** TASK PROMPT **
Pick out and copy every line below that has the word "Refactor".

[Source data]
______________________________
PR #3785, opened 2025-07-17
fix gob not register map[string]time.Time{} bug

lidihao:
fix gob not register map[string]time.Time{} bug , when use event time.


ngjaying:
@lidihao Please follow the DCO check link to do the sign off. Thanks.

ngjaying:
@lidihao you'll need to set the merge target to master and update the sign-off. Could you please help to create another PR? Appreciate your help!

PR #3795, opened 2025-07-22
fix(checkpoint): gob register map[string]time.time

### LINKED ISSUE #3780: gob: type not registered for interface: map[string]time.Time
time="2025-07-14T09:29:30Z" level=info msg="Cannot save checkpoint 1752485370612 due to storage error: save checkpoint err: gob: type not registered for interface: map[string]time.Time" file="checkpoint/coordinator.go:300" rule=msgPushAckCntAndByteCntRule

When using event time and setting the stream's QoS to 1, this error will occur.

ngjaying:
Closes #3780

### DIFF
--- a/internal/topo/node/window_op.go
+++ b/internal/topo/node/window_op.go
@@ -88,6 +88,7 @@ const (
 func init() {
 	gob.Register([]xsql.EventRow{})
 	gob.Register([]map[string]interface{}{})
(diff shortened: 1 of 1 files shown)


ngjaying:
@lidihao Create this based on your commit and make you the co-author. Thanks.

PR #3803, opened 2025-07-25
feat: support eval aggfunc in where condition

Yisaer:


internal/topo/operator/agg_func_operator_test.go
```diff
@@ -0,0 +1,121 @@
...
+		switch aggFunc := node.(type) {
+		case *ast.Call:
+			if aggFunc.FuncType == ast.FuncTypeAgg {
+				newAggFunc := &ast.Call{
+					Name:     aggFunc.Name,
+					FuncType: aggFunc.FuncType,
+					Args:     aggFunc.Args,
+					FuncId:   aggFunc.FuncId,
+				}
+				name := fmt.Sprintf("agg_ref_%v", index)
```
ngjaying, line 99: How abou $$agg_ref to avoid possibiit of conflict? And may be extract the constant here.

PR #1020, opened 2021-03-24
(1603) Remove `legacy_iati_xml` column

CristinaRO:
## Changes in this PR

This column was added in 71ba7adcf04cc700fba6014e6fbbe0652838dad3 in order to preserve the IATI data used to generate ingested activities.

This historical data hasn’t been needed since, and is adding visual noise when inspecting activities via a console.

We think it’s safe to drop this column. We will check with the responsible person from BEIS before doing so in production.

## Next steps


CristinaRO:
[Remove `legacy_iati_xml` column from Activity](https://trello.com/c/eV6E5PZ0/1603-remove-legacyiatixml-column-from-activity)

leeky (approved):
LGTM! :shipit:

PR #1021, opened 2021-03-25
(1608) "bin/db-restore" script fixes

leeky:
The command wasn't working correctly because it was attempting to seed the `users` table that didn't exist as it was explicitly excluded from the database dump.

Changing `--exclude-table` to `--exclude-table-data` means that the schema for the users table is dumped, but its contents isn't.

I've also excluded the internal `ar_internal_metadata` and`spatial_ref_sys` tables from the backup as well.

Finally calling `rails db:environment:set` let's Rails know we're running a development environment (despite the copy of the database looking like a production one).

NB: I'm entirely sure why this is needed when we're excluding `ar_internal_metadata` from the dump, but I got warnings without it.

Using `pgsql -f dump.sql` instead of `pgsql ... < dump.sql` seemed to resolve a lot of the random `Invalid command \n` errors.

## Next steps

### DIFF
--- a/.dockerignore
+++ b/.dockerignore
@@ -28,3 +28,4 @@ spec/examples.txt
 # SQL files
 **/*.sql
 
+bin/db-restore
--- a/bin/db-restore
+++ b/bin/db-restore
@@ -1,6 +1,6 @@
 #!/bin/bash
 
-# bin/restore: Restore the local database from staging/production.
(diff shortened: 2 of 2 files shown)


pezholio (approved):
Changes all look good, and can confirm it all works for me 👍

PR #1022, opened 2021-03-25
(1609) Refactor handling of implementing organisations

pezholio:
In certain circumstances, when trying to update an activity, we hit an error in the ImplemeningOrganisationBuilder, where the builder tried to add an error to the Errors array, but because there were no implementing organisations available, we got an `undefined method `errors' for nil:NilClass` error.

This reworks how the `ImplemeningOrganisationBuilder` works to memoize the organisation that gets built, rather than fetching the organisation's last implementing organisation, which may or may not be the correct one, or even exist at all.

I've also updated the updater, so it only attempts to build an implementing organisation if the relevant fields are present, in a similar way to how the creator works.

### DIFF
--- a/app/services/activities/import_from_csv.rb
+++ b/app/services/activities/import_from_csv.rb
@@ -96,18 +96,22 @@ module Activities
 
         @activity.assign_attributes(@converter.to_h)
 
-        implementing_organisation_builder = ImplementingOrganisationBuilder.new(@activity, row)
-        implementing_organisation = implementing_organisation_builder.build
+        if row["Implementing organisation name"].present? || row["Implementing organisation sector"].present?
+          implementing_organisation_builder = ImplementingOrganisationBuilder.new(@activity, row)
+          implementing_organisation = implementing_organisation_builder.organisation
 
-        @activity.implementing_organisations = [implementing_organisation] if implementing_organisation.valid?
+          if implementing_organisation.valid?
+            @activity.implementing_organisations = [implementing_organisation]
+          else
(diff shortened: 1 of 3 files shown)


pezholio:
[Refactor handling of implementing organisations](https://trello.com/c/WXwcBgoI/1609-refactor-handling-of-implementing-organisations)

app/services/activities/import_from_csv.rb
```diff
@@ -181,20 +185,22 @@ def initialize(activity, row)
...
+            implementing_organisation.organisation_type = row["Implementing organisation sector"]
+          }
+        end
       end
 
       def add_errors(errors)
         errors.delete(:implementing_organisations)
 
-        implementing_organisation_errors = @activity.implementing_organisations.first.errors.messages
+        implementing_organisation_errors = organisation.errors.messages
```
leeky, line 203: Won't `organisation.errors` always be empty (`organisation.valid?` isn't called)?

I think there's a test case missing for when the activity's implementing_organisation is invalid 🤔

leeky (changes requested):

app/services/activities/import_from_csv.rb
pezholio: Ah, good call. I'll tweak this

pezholio: @leeky Think this is ready for another look

leeky (approved):
LGTM! :shipit:

PR #1028, opened 2021-03-26
(1567) Activity importer can update an activity without requiring the sector code.

pezholio:
When we're updating an activity, we don't always want to have to set every single variable. As it stands, when we update a record, there are some variables we're expected to set every single time (e.g. sector code).

This updates the Converter to behave differently when updating to when creating a new activity. If we're updating, we grab the row, and only run the converter on fields that are expressly filled out. We also don't do any of the inferrence when updating, as this can overwrite data that is already set on the Activity.

This also has the side effect of any policy marker fields not being set to `not_assessed` by default. This is fine for now, and we're going to write a seperate card to write a migration that sets all Activity policy marker fields to default to `not_assessed` at the database level.

### DIFF
--- a/app/services/activities/import_from_csv.rb
+++ b/app/services/activities/import_from_csv.rb
@@ -87,7 +87,7 @@ module Activities
         @activity = find_activity_by_roda_id(row["RODA ID"])
         @organisation = organisation
         @row = row
-        @converter = Converter.new(row)
+        @converter = Converter.new(row, :update)
         @errors.update(@converter.errors)
       end
 
@@ -269,9 +269,10 @@ module Activities
         "NF Partner Country DP",
       ]
 
-      def initialize(row)
+      def initialize(row, method = :create)
         @row = row
         @errors = {}
+        @method = method
         @attributes = convert_to_attributes
       end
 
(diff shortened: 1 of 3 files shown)


pezholio:
[Activity importer can update an activity without requiring the sector code.](https://trello.com/c/Z5i2pmBf/1567-activity-importer-can-update-an-activity-without-requiring-the-sector-code)

app/services/activities/import_from_csv.rb
```diff
@@ -284,19 +285,30 @@ def to_h
...
+        attributes = fields.each_with_object({}) { |(attr_name, column_name), attrs|
           attrs[attr_name] = convert_to_attribute(attr_name, @row[column_name]) if field_should_be_converted?(column_name)
         }
 
-        attributes[:geography] = infer_geography(attributes)
-        attributes[:requires_additional_benefitting_countries] = (@row["Recipient Country"] && @row["Intended Beneficiaries"]).present?
-        attributes[:recipient_region] ||= inferred_region
-        attributes[:call_present] = (@row["Call open date"] && @row["Call close date"]).present?
-        attributes[:sector_category] = get_sector_category(attributes[:sector])
+        if @method == :create
```
CristinaRO, line 292: What happens if there is a change in the attributes that determine geography during update? Isn't the existing data going to be mismatched with the new data from the upload?

app/services/activities/import_from_csv.rb
```diff
@@ -284,19 +285,30 @@ def to_h
...
+      def fields
+        return FIELDS if @method == :create
+
+        columns_to_update = @row.to_h.reject { |_k, v| v.blank? }.keys
+        converter_keys = FIELDS.select { |_k, v| columns_to_update.include?(v) }.keys
+        FIELDS.slice(*converter_keys)
+      end
+
       def field_should_be_converted?(column_name)
         ALLOWED_BLANK_FIELDS.include?(column_name) || @row[column_name].present?
```
CristinaRO, line 313: I think the original purpose of this method was to allow the policy markers to be set to `not_assessed`. If we're not doing that anymore, is there any point to allowing some fields to be converted if they're blank?

CristinaRO (commented):
A couple of questions, let's reconvene on Monday and perhaps discuss synchronously.

app/services/activities/import_from_csv.rb
pezholio: Good shout 👍

app/services/activities/import_from_csv.rb
pezholio: Also, a good shout. This will also make the logic a lot clearer. Thanks for noticing 👍

pezholio: @CristinaRO Thinking about this more, I think this is definitely a thing we should do, but won't be able to do until we set a default for the policy markers, which will come in a seperate feature.

CristinaRO (approved):
Thanks for making the changes! Needs conflict solving.

pezholio:
I'm on it! 👍

pezholio:
Thanks for the review!

PR #1032, opened 2021-03-29
Fix puzzling test result ordering bug

leeky:
The setup for the test in question generates a CSV containing two result rows. The order of these was consistently reversed on two developers' machines (including mine), whereas it was fine for another two.

Rather than spend to long puzzling over this strange issue, I've updated the test to check that the expected hash is *included* in `rows` rather than expecting it to be the first result.

We suspect something to do with Postgres versions (the two it was affecting are running older versions), but can't be certain.

## Next steps


pezholio (approved):
Seems legit 👍

jcoglan:
This has made me realise the test as I wrote it doesn't actually do what I intended, which is to assert that all forecast cells are empty -- it should check all the rows present, not just the first one. I'll amend it.

PR #1033, opened 2021-03-29
(1630) Set all activity policy marker fields to `not_assessed` by default

pezholio:
After some discussion about how we handle certain blank fields when updating / creating Activities via CSV upload for https://github.com/UKGovernmentBEIS/beis-report-official-development-assistance/pull/1028, we decided that all Activities should default to `not_assessed` by default, as that is how all activities start out. This is also the default selected option when creating / editing an activity via the web form.

I've added a migration to handle this, as well as updating the CSV import test.


pezholio:
[Set all Activity Policy marker fields to `not_assessed` by default](https://trello.com/c/QIc0Bmqw/1630-set-all-activity-policy-marker-fields-to-notassessed-by-default)

robbiepaul (approved):
LGTM 👍

PR #1035, opened 2021-03-29
(1620) Data dictionary link opens in a new tab

CristinaRO:
## Changes in this PR
- Data dictionary link opens in a new window/tab by default
- Existing links that open in new windows now use the same helper instead of being manually coded
 
## Next steps

### DIFF
--- a/app/helpers/application_helper.rb
+++ b/app/helpers/application_helper.rb
@@ -19,4 +19,8 @@ module ApplicationHelper
       link_to("#{text} #{raw(span)}".html_safe, href, class: "govuk-link")
     end
   end
+
+  def link_to_new_window(text, href)
+    link_to("#{text} (opens in new window)", href, class: "govuk-link", target: "_blank")
+  end
 end
--- a/app/helpers/application_helper.rb
+++ b/app/helpers/application_helper.rb
@@ -20,7 +20,7 @@ module ApplicationHelper
     end
   end
 
-  def link_to_new_window(text, href)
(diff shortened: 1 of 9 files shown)


CristinaRO:
[Clicking a data dictionary link should open a new tab](https://trello.com/c/9on7ClxP/1620-clicking-a-data-dictionary-link-should-open-a-new-tab)

app/helpers/application_helper.rb
```diff
@@ -19,4 +19,8 @@ def a11y_action_link(text, href, context = "")
       link_to("#{text} #{raw(span)}".html_safe, href, class: "govuk-link")
     end
   end
+
+  def link_to_new_window(text, href)
+    link_to("#{text} (opens in new window)", href, class: "govuk-link", target: "_blank")
```
pezholio, line 24: I think we'd probably be better saying "opens in new tab" here, as the default behaviour for `_blank` is to open a new tab nowadays. Also [GOV.UK Design system](https://design-system.service.gov.uk/styles/typography/#opening-links-in-a-new-tab) says to: 

> "Include `rel="noreferrer noopener"` along with `target="_blank"` to reduce the risk of [reverse tabnabbing](https://owasp.org/www-community/attacks/Reverse_Tabnabbing)."

pezholio (approved):
LGTM 👍

app/helpers/application_helper.rb
CristinaRO: Thank you for catching this @pezholio !

PR #1040, opened 2021-03-30
(1617) Update policy markers and use radio buttons with descriptions

pezholio:
This updates the policy markers to use codelists, rather than enums, and changes the select boxes to radio buttons. It makes for a longer page, but should aid usability.

## Before

image

## After

image


pezholio:
[Update Policy Markers and use radio buttons with descriptions](https://trello.com/c/dWGFzb5i/1617-update-policy-markers-and-use-radio-buttons-with-descriptions)

app/views/staff/shared/xml/_activity.xml.haml
```diff
@@ -37,22 +37,22 @@
...
-    %policy-marker{"vocabulary" => "1", "code" => "7", "significance" => Activity.policy_marker_climate_change_adaptations[activity.policy_marker_climate_change_adaptation]}/
-  - unless activity.desertification_not_assessed?
-    %policy-marker{"vocabulary" => "1", "code" => "8", "significance" => Activity.policy_marker_desertifications[activity.policy_marker_desertification]}/
-  - unless activity.disaster_risk_reduction_not_assessed?
-    %policy-marker{"vocabulary" => "1", "code" => "10", "significance" => Activity.policy_marker_disaster_risk_reductions[activity.policy_marker_disaster_risk_reduction]}/
-  - unless activity.disability_not_assessed?
-    %policy-marker{"vocabulary" => "1", "code" => "11", "significance" => Activity.policy_marker_disabilities[activity.policy_marker_disability]}/
-  - unless activity.nutrition_not_assessed?
-    %policy-marker{"vocabulary" => "1", "code" => "12", "significance" => Activity.policy_marker_nutritions[activity.policy_marker_nutrition]}/
+  - unless activity.policy_marker_gender == 1000
```
jcoglan, line 40: Is there a way we could use a meaningful name instead of the numeral `1000` in these checks? I'm assuming it refers to the "not assessed" enum value.

spec/features/staff/users_can_view_an_activity_as_xml_spec.rb
```diff
@@ -133,14 +133,14 @@
...
             delivery_partner_identifier: "IND-ENT-IFIER",
-            policy_marker_gender: "not_targeted",
-            policy_marker_biodiversity: "significant_objective",
-            policy_marker_disability: "principal_objective",
-            policy_marker_desertification: "principal_objective_and_in_support",
-            policy_marker_nutrition: "not_assessed",
-            policy_marker_climate_change_adaptation: "not_assessed",
-            policy_marker_climate_change_mitigation: "not_assessed",
-            policy_marker_disaster_risk_reduction: "not_assessed")
+            policy_marker_gender: 0,
```
jcoglan, line 136: It would likewise be useful to use meaningful names rather than magic numbers in these definitions and in tests.

pezholio:
@jcoglan I thought about what you said, and it does actually seem like keeping enums as a thing is a useful thing to have, so rather than do away with enums completely, I'm now using the `hash_of_coded_names` approach that @mec introduced recently to load the enums when the application boots. This means we keep all the knowledge of what the codes are in the codelist, while not sacrificing the utility of enums (which, as you pointed out, are useful to avoid magic numbers all over the place)

jcoglan:
@pezholio That's a nice approach, and much clearer, thanks for making the changes :)

jcoglan (approved):

mec:
@pezholio oooo, loading enums witht the code list data sounds like exactly what I was hoping to get to - we get all the magic™ of enums but loaded from the code lists! I need to come and check up on how this went?

PR #1041, opened 2021-03-30
(1639) Introduce "create_child?" method to ActivityPolicy

leeky:
Currently the only way to determine whether an activity can be created at a particular level is to check using `ActivityPolicy.create?`. This doesn't really work when you're trying to run this check against an activity that doesn't yet exist. This means we're forced to call the `create?` check without passing in a given activity, which means we're unable to check for an editable report, for example.

Instead of doing this, we introduce a new method `ActivityPolicy.create_child?`. Asking the parent activity whether a child can be created under it means we have enough information to give an accurate response.

## Next steps

### DIFF
--- a/app/policies/activity_policy.rb
+++ b/app/policies/activity_policy.rb
@@ -10,7 +10,7 @@ class ActivityPolicy < ApplicationPolicy
     if beis_user?
       return true if record.fund? || record.programme?
     end
-    return false if editable_report_for_organisation_and_fund.nil?
+    return false unless editable_report?
     record.organisation == user.organisation
   end
 
@@ -24,7 +24,7 @@ class ActivityPolicy < ApplicationPolicy
     if delivery_partner_user?
       return false if record.organisation != user.organisation
       return false if record.fund? || record.programme?
-      return false if editable_report_for_organisation_and_fund.nil?
+      return false unless editable_report?
       return true
     end
     false
@@ -47,8 +47,9 @@ class ActivityPolicy < ApplicationPolicy
     end
   end
 
-  private def editable_report_for_organisation_and_fund
-    fund = record.associated_fund
-    Report.editable.find_by(organisation: record.organisation, fund: fund)
+  private
+
+  def editable_report?
+    Report.editable.for_activity(record).exists?
   end
 end
--- a/app/policies/activity_policy.rb
+++ b/app/policies/activity_policy.rb
@@ -10,7 +10,7 @@ class ActivityPolicy < ApplicationPolicy
     if beis_user?
       return true if record.fund? || record.programme?
     end
-    return false if editable_report_for_organisation.nil?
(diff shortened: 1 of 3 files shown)


app/policies/activity_policy.rb
```diff
@@ -47,12 +47,8 @@ def resolve
...
   end
 
-  private def editable_report_for_organisation
-    Report.editable.find_by(organisation: record.organisation)
-  end
-
   private def editable_report_for_organisation_and_fund
-    fund = record.parent.associated_fund
+    fund = record.associated_fund
     Report.editable.find_by(organisation: record.organisation, fund: fund)
```
jcoglan: There is a scope on `Report` that implements this so you can write `Report.editable.for_activity(record).first` here.

app/policies/activity_policy.rb
```diff
@@ -47,8 +47,10 @@ def resolve
     end
   end
 
-  private def editable_report_for_organisation_and_fund
+  private
+
+  def editable_report?
     fund = record.associated_fund
-    Report.editable.find_by(organisation: record.organisation, fund: fund)
+    Report.editable.exists?(organisation: record.organisation, fund: fund)
```
jcoglan: Or, to replace my previous comment, `Report.editable.for_activity(record).exists?`

app/policies/activity_policy.rb
```diff
@@ -14,6 +14,14 @@ def create?
     record.organisation == user.organisation
   end
 
+  def create_child?
+    return record.fund? if beis_user?
+    return false if record.third_party_project?
+    return false unless editable_report?
```
jcoglan, line 20: Why does there need to be an editable report in existence in order for a new activity to be created?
______________________________
** SOLUTION TO THE PROBLEM **
(1609) Refactor handling of implementing organisations
[Refactor handling of implementing organisations](https://trello.com/c/WXwcBgoI/1609-refactor-handling-of-implementing-organisations)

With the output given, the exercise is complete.